> Exercise details
Repeat the records given below in full, with no changes.

——————

PR #214, opened 2020-08-11
HBP-106 and TVB-2765. Run uploaders in a separate process and fix tests 

popaula937:
Follow-up on PR #204
- uploaders tests are not transactional and follow the real flow (sync but in diff process)
- uploads done by other tests are sync in the main process

TVB-2765:
- removed ABCAsync and ABCSync
- added AdapterLaunchModeEnum to describe the new 3 launching modes for adapters
- added a way to handle exception that are thrown in the subprocess and we want to display them in the GUI for uploaders

### DIFF
--- a/framework_tvb/tvb/tests/framework/core/factory.py
+++ b/framework_tvb/tvb/tests/framework/core/factory.py
@@ -41,7 +41,6 @@ Project, User, Operation, basic imports (e.g. CFF).
 import os
 import random
 import uuid
-from time import sleep
 
 import tvb_data
 from tvb.adapters.datatypes.db.connectivity import ConnectivityIndex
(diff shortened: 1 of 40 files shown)


framework_tvb/tvb/tests/framework/core/factory.py
```diff
@@ -240,34 +242,37 @@ def import_default_project(admin_user=None):
...
-    def launch_importer(importer_class, view_model, user, project_id):
-        # type: (type, ViewModel, User, int) -> None
+    def launch_importer(importer_class, view_model, user, project, sync=True):
+        # type: (type, ViewModel, User, Project, bool) -> None
         importer = ABCAdapter.build_adapter_from_class(importer_class)
-        OperationService().fire_operation(importer, user, project_id, view_model=view_model)
+        if sync:
+            TestFactory.launch_synchronously(user, project, importer, view_model)
+        else:
+            OperationService().fire_operation(importer, user, project.id, view_model=view_model)
```
liadomide, line 251: Everything looks very good to me in these changes. 
This `if sync` was puzzling, as I didn't understand it at first.

Maybe add a comment here:
- `sync = False` will do the normal flow, with Uploaders running synchronously but in a different process. This branch won't be compatible with usage in subclasses of `TransactionalTestCase` because the upload results won't be available for the unit-test running.
-  `sync = True` for usage in subclasses of `TransactionalTestCase`, as data preparation, for example. Won't test the "real" upload flow, but it is very close to that.

popaula937: ABCAdapter looks clean now after you also reviewed it in #194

——————

> Solution to this exercise
PR #214, opened 2020-08-11
HBP-106 and TVB-2765. Run uploaders in a separate process and fix tests 

popaula937:
Follow-up on PR #204
- uploaders tests are not transactional and follow the real flow (sync but in diff process)
- uploads done by other tests are sync in the main process

TVB-2765:
- removed ABCAsync and ABCSync
- added AdapterLaunchModeEnum to describe the new 3 launching modes for adapters
- added a way to handle exception that are thrown in the subprocess and we want to display them in the GUI for uploaders

### DIFF
--- a/framework_tvb/tvb/tests/framework/core/factory.py
+++ b/framework_tvb/tvb/tests/framework/core/factory.py
@@ -41,7 +41,6 @@ Project, User, Operation, basic imports (e.g. CFF).
 import os
 import random
 import uuid
-from time import sleep
 
 import tvb_data
 from tvb.adapters.datatypes.db.connectivity import ConnectivityIndex
(diff shortened: 1 of 40 files shown)


framework_tvb/tvb/tests/framework/core/factory.py
```diff
@@ -240,34 +242,37 @@ def import_default_project(admin_user=None):
...
-    def launch_importer(importer_class, view_model, user, project_id):
-        # type: (type, ViewModel, User, int) -> None
+    def launch_importer(importer_class, view_model, user, project, sync=True):
+        # type: (type, ViewModel, User, Project, bool) -> None
         importer = ABCAdapter.build_adapter_from_class(importer_class)
-        OperationService().fire_operation(importer, user, project_id, view_model=view_model)
+        if sync:
+            TestFactory.launch_synchronously(user, project, importer, view_model)
+        else:
+            OperationService().fire_operation(importer, user, project.id, view_model=view_model)
```
liadomide, line 251: Everything looks very good to me in these changes. 
This `if sync` was puzzling, as I didn't understand it at first.

Maybe add a comment here:
- `sync = False` will do the normal flow, with Uploaders running synchronously but in a different process. This branch won't be compatible with usage in subclasses of `TransactionalTestCase` because the upload results won't be available for the unit-test running.
-  `sync = True` for usage in subclasses of `TransactionalTestCase`, as data preparation, for example. Won't test the "real" upload flow, but it is very close to that.

popaula937: ABCAdapter looks clean now after you also reviewed it in #194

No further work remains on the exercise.